PR #2537, opened 2020-11-14
Improve floating point alignment

ronisbr:
@bkamins and @nalimilan,

As we say here, prontinho :)

I could add a good algorithm to align floating points to the right in all occasions.

Now, I do not store a vector with some information about padding for each row. I compute the column inside the cell that the decimal point must be aligned and pass just one number per column to the formatter. The downside is that I need to convert the cell to string twice. However, the good side, which @nalimilan pointed out in the last PR, is that it is **way** faster to print very large DataFrames because of the lower allocation. For example, here, a 100_000 x 2 DataFrame (Float64) took 8s to be printed and now it takes only 1.7s.

Captura de Tela 2020-11-13 às 23 45 13


bkamins:
This looks fantastic. One test needs to be updated but this is a minor thing (difference in formatting of `1.00003e5` vs `100003.0`).

src/abstractdataframe/prettytables.jl
```diff
@@ -65,24 +65,31 @@ end
...
-            return " "^pad * str
-        end
+        # We want to align everything at '.'.
+        id_dp = findfirst('.', str)
+
+        # Compute the require padding to align the cell.
+        pad = id_dp !== nothing ? align_col_i - id_dp : align_col_i - 1
+
+        # Pad cannot be negative.
+        # NOTE: This is just a failsafe, `pad` will be negative only if we have
```
bkamins, line 88: This is a nice safeguard. I understand that already `id_dp` is `nothing` only if we have a bug - right?

src/abstractdataframe/show.jl
```diff
@@ -604,6 +604,11 @@ function _show(io::IO,
 
     compact_printing::Bool = get(io, :compact, true)
 
+    # For consistency, if `kwargs` has `compact_printng`, we must use it.
+    if haskey(kwargs, :compact_printing)
+        compact_printing = kwargs[:compact_printing]
+    end
+
```
bkamins, line 611: maybe this will be easier to read? (it is a soft suggestion)
```suggestion
    # For consistency, if `kwargs` has `compact_printng`, we must use it.
    if haskey(kwargs, :compact_printing)
        compact_printing = kwargs[:compact_printing]
    else
        compact_printing::Bool = get(io, :compact, true)
    end

```

src/abstractdataframe/show.jl
```diff
@@ -614,10 +619,9 @@ function _show(io::IO,
     # the printed numbers will be aligned on the decimal point.
     float_cols = Int[]
 
-    # These vectors contain the number of the row and the padding that must be
-    # applied so that the float number is aligned with on the decimal point
-    indices = Vector{Int}[]
-    padding = Vector{Int}[]
+    # This vector contains the column with respect to the beginning of the cell
+    # that the decimal point must be aligned.
```
bkamins, line 623:
```suggestion
    # that the decimal point must be aligned to.
```

src/abstractdataframe/show.jl
```diff
@@ -657,13 +661,15 @@ function _show(io::IO,
...
         for i in float_cols
-            # Analyze the order of the number to compute the maximum padding
-            # that must be applied to align the numbers at the decimal
-            # point.
 
-            max_order_i = 0
-            order_i = zeros(Δr)
-            indices_i = zeros(Δr)
+            # This variable stores the column with respect the beginning of the
+            # cell that the decimal point must be aligned.
```
bkamins, line 666:
```suggestion
            # cell that the decimal point must be aligned to.
```

src/abstractdataframe/show.jl
```diff
@@ -675,46 +681,42 @@ function _show(io::IO,
...
-                    # scientific notation.
-                    order_v = log_v > 5 ? 0 : floor(Int, log_v)
-
-                    # If the number is negative (including -0.0), we need to add an additional
-                    # padding to print the sign.
-                    isless(v, 0) && (order_v += 1)
+                if id_dp !== nothing
+                    (align_col_i < id_dp) && (align_col_i = id_dp)
+                else
+                    id_dp = 0
```
bkamins, line 692: I understand this should not happen in theory - right?

src/abstractdataframe/show.jl
```diff
@@ -675,46 +681,42 @@ function _show(io::IO,
...
                 end
 
-                order_i[k] = order_v
-                indices_i[k] = kr
+                size_after_align_col = length(v_str) - id_dp
 
-                order_v > max_order_i && (max_order_i = order_v)
+                max_size_after_align_col < size_after_align_col &&
+                    (max_size_after_align_col = size_after_align_col)
```
bkamins, line 698:
```suggestion
                if max_size_after_align_col < size_after_align_col
                    max_size_after_align_col = size_after_align_col
                end
```

bkamins (approved):
Looks good. I have left some minor comments + one test needs to be updated. In general I understand that `id_dp` should never be `nothing`, and you handle this case not to throw an error in some unexpected situations - right?

src/abstractdataframe/prettytables.jl
ronisbr: No. I can be nothing at least in two occasions:

1. The value is `missing`.
2. The user defines a structure that is `<: AbstractFloat` in which the printing method does not contain a decimal point.

src/abstractdataframe/show.jl
ronisbr: Yes, it can happen if the value is `missing` for example.

bkamins:
Ah - `missing` makes sense :) as a special case. I understand that you used the rule that for `missing` we have that `m` is aligned to the column where `.` is stored? But it would be better to special case `missing` I think and just print it as is (left or right aligned - as you prefer, but not influencing the rest). Is this hard?

Also - what would be alignment of a float that does not print `.`. It should be like this:
```
 123.0
1234
```
(assuming 1234 were a "strange float")
but it seems that the algorithm would do something different in this case.

You can use such type for testing:
```
struct F<:AbstractFloat
       i::Int
       end

Base.show(io::IO, f::F) = show(io, f.i)
```
(should be added to tests I think)

PS. Sorry for throwing more requirements but if we fix this in general then it would be best to clean it up till the end.

ronisbr:
OK, I will do this. The only problem is that failing test. Here, in my machine, `10.0^5 + pi` is converted to `100003.0` instead of `1.00003e5` as in the Travis testing. Do you have any idea why this is happening?

bkamins:
I think the reason is `compact` option in IO:
```
julia> show(IOContext(stdout, :compact => true), [10.0^i + pi for i = -5:1:5])
[3.1416, 3.14169, 3.14259, 3.15159, 3.24159, 4.14159, 13.1416, 103.142, 1003.14, 10003.1, 1.00003e5]
julia> show(IOContext(stdout, :compact => false), [10.0^i + pi for i = -5:1:5])
[3.141602653589793, 3.1416926535897933, 3.142592653589793, 3.151592653589793, 3.241592653589793, 4.141592653589793, 13.141592653589793, 103.1415926535898, 1003.1415926535898, 10003.14159265359, 100003.14159265358]
```
but I am not 100% sure.

bkamins:
ah - regarding `missing` alignment probably it is best to align it the same way it is aligned in other cases (how do we align `missing` when they are mixed in `Union{Int, Missing}` eltype?)

ronisbr:
What!? Something is really weird here:

```julia
julia> show(IOContext(stdout, :compact => true), [10.0^i + pi for i = -5:1:5])
[3.1416, 3.14169, 3.14259, 3.15159, 3.24159, 4.14159, 13.1416, 103.142, 1003.14, 10003.1, 100003.0]
```

ronisbr:
> ah - regarding `missing` alignment probably it is best to align it the same way it is aligned in other cases (how do we align `missing` when they are mixed in `Union{Int, Missing}` eltype?)

We align to the right. I am following what Base do:

```julia
julia> [i == 3 ? missing : 10.0^i for i = -5:1:5]
11-element Array{Union{Missing, Float64},1}:
      1.0e-5
      0.0001
      0.001
      0.01
      0.1
      1.0
     10.0
    100.0
       missing
  10000.0
 100000.0
```

Should I change?

bkamins:
>  I am following what Base do:

then this is OK, but it is strange that `missing` is more to the right than it would need to be. Still - if this is what base does then it is OK.

bkamins:
> What!? Something is really weird here:

Really strange. Maybe just replace the test with something that pasess then :smile: .

ronisbr:
> then this is OK, but it is strange that `missing` is more to the right than it would need to be. Still - if this is what base does then it is OK.

I really prefer to align missing before the decimal point. I just did this because it is was `Base` does. Should I change?

bkamins:
Also is https://github.com/ronisbr/PrettyTables.jl/issues/91 something that should hold us off as it needs to be fixed in PrettyTables.jl or it is not a problem?

bkamins:
> I really prefer to align missing before the decimal point. I just did this because it is was Base does. Should I change?

I would leave it as is if we follow that Base does (but it was also strange for me).

ronisbr:
> Also is [ronisbr/PrettyTables.jl#91](https://github.com/ronisbr/PrettyTables.jl/issues/91) something that should hold us off as it needs to be fixed in PrettyTables.jl or it is not a problem?

That example is using the old API. Did I miss something in the manual?

ronisbr:
> Really strange. Maybe just replace the test with something that pasess then 😄 .

Or just remember to update Julia before submitting PR... I was using 1.5.0 and it changed when I updated to 1.5.3 🤦🏻‍♂️

bkamins:
Yes - display changes are defined to be a "non-breaking" and you chose to work in the most muddy waters :smile: (and thank you for doing this as I can imagine how hard it is to maintain the whole PrettyTables.jl stuff). Great work!

ronisbr:
I think I did everything :) If the user defines a float without a decimal point, this can handle as you proposed.

src/abstractdataframe/show.jl
```diff
@@ -602,7 +602,12 @@ function _show(io::IO,
         crop = :both
     end
 
-    compact_printing::Bool = get(io, :compact, true)
+    # For consistency, if `kwargs` has `compact_printng`, we must use it.
+    if haskey(kwargs, :compact_printing)
+        compact_printing = kwargs[:compact_printing]
+    else
+        compact_printing::Bool = get(io, :compact, true)
+    end
```
nalimilan, line 610: Or maybe even this? :-)
```suggestion
        compact_printing::Bool = get(kwargs, :compact_printing, get(io, :compact, true))
```

src/abstractdataframe/show.jl
```diff
@@ -675,46 +681,49 @@ function _show(io::IO,
...
+                else
+                    # We want to align everything at '.'.
+                    id_dp = findfirst('.', v_str)
 
-                    # If the order is higher than 5, then we print using
-                    # scientific notation.
-                    order_v = log_v > 5 ? 0 : floor(Int, log_v)
+                    # If a decimal point is not found, then assume that the
+                    # entire should be aligned before the alignment column. This
+                    # can happen with a custom `AbstractFloat` structure.
```
nalimilan, line 695:
```suggestion
                    # entire text should be aligned before the alignment column. This
                    # can happen with a custom `AbstractFloat` type.
```

bkamins:
Wow - you are really skilled with this. Let us wait for @nalimilan to have a look at this PR before merging.

test/show.jl
```diff
@@ -511,24 +517,139 @@ end
...
+
+    df = DataFrame(😄😄😄😄😄😄😄 = [10.0^i for i = -5:1:5],
+                   🚀🚀🚀🚀🚀 = 1.0:2:22)
+
+    io = IOBuffer()
+    show(io, df)
+    str = String(take!(io))
+    @test str == """
+        11×2 DataFrame
+         Row │ 😄😄😄😄😄😄😄  🚀🚀🚀🚀🚀
```
nalimilan, line 571: This is a case where you're smarter than GitHub or Firefox, as it doesn't show the alignment correctly. :-D

src/abstractdataframe/prettytables.jl
```diff
@@ -65,24 +65,40 @@ end
...
+            pad = align_col_i - 1
+        else
+            # We want to align everything at '.'.
+            id_dp = findfirst('.', str)
+
+            # Compute the require padding to align the cell.
+            #
+            # If a decimal point is not found, then assume that the
+            # entire should be aligned before the alignment column. This
+            # can happen with a custom `AbstractFloat` structure.
```
nalimilan, line 91:
```suggestion
            # entire text should be aligned before the alignment column. This
            # can happen with a custom `AbstractFloat` type.
```

nalimilan:
Actually Base also aligns `missing` on the left to the "invisible decimal dot" for integers:
```julia
julia> [1.03585, missing]
2-element Vector{Union{Missing, Float64}}:
 1.03585
  missing

julia> [1, missing]
2-element Vector{Union{Missing, Int64}}:
 1
  missing
```
What we do is the same for floats, but different for integers, where `missing` is aligned on the right to the "invisible decimal dot" (cf. the screenshots you posted). I agree this makes more sense as it saves a lot of space. Maybe we should do the same for floats, i.e. align them to the decimal dot *on the right*? Two thoughts:
- it would be better for consistency between floats and integers
- but it's hard to know which solution saves more space: it depends on whether you store large numbers

What do you think?

nalimilan (commented):
Looks great!

ronisbr:
> What we do is the same for floats, but different for integers, where `missing` is aligned on the right to the "invisible decimal dot" (cf. the screenshots you posted). I agree this makes more sense as it saves a lot of space. Maybe we should do the same for floats, i.e. align them to the decimal dot _on the right_? Two thoughts:
> 
> * it would be better for consistency between floats and integers
> * but it's hard to know which solution saves more space: it depends on whether you store large numbers
> 
> What do you think?

I think it is better to align `missing` to the right of the decimal point, just as we do with `Int`. It is different from Base, but seems much better IMHO.

src/abstractdataframe/show.jl
ronisbr: This is awesome!

nalimilan:
> > 
> 
> I think it is better to align `missing` to the right of the decimal point, just as we do with `Int`. It is different from Base, but seems much better IMHO.

OK, sounds good to me too. FWIW it's what dplyr does. Can you implement that if @bkamins agrees?

src/abstractdataframe/show.jl
nalimilan: I hope it works, I haven't checked. :-p

ronisbr:
> OK, sounds good to me too. FWIW it's what dplyr does. Can you implement that if @bkamins agrees?

Yes, sure, it is very easy:

Captura de Tela 2020-11-14 às 12 06 04

bkamins:
> Can you implement that if @bkamins agrees?

Agreed and let us move forward 😄.

src/abstractdataframe/show.jl
bkamins: seems OK

src/abstractdataframe/show.jl
```diff
@@ -602,7 +602,8 @@ function _show(io::IO,
         crop = :both
     end
 
-    compact_printing::Bool = get(io, :compact, true)
+    # For consistency, if `kwargs` has `compact_printng`, we must use it.
+        compact_printing::Bool = get(kwargs, :compact_printing, get(io, :compact, true))
```
bkamins, line 606:
```suggestion
    compact_printing::Bool = get(kwargs, :compact_printing, get(io, :compact, true))
```

bkamins: alignment fix

ronisbr:
Done!

bkamins:
@nalimilan - OK to merge?

nalimilan (approved):
Yes !

bkamins:
Thank you!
# # # # # # #
Exercise: Return only the lines spanning from the first line of the material through the line with "I could add", copied exactly, both ends kept.

Output for this exercise:
PR #2537, opened 2020-11-14
Improve floating point alignment

ronisbr:
@bkamins and @nalimilan,

As we say here, prontinho :)

I could add a good algorithm to align floating points to the right in all occasions.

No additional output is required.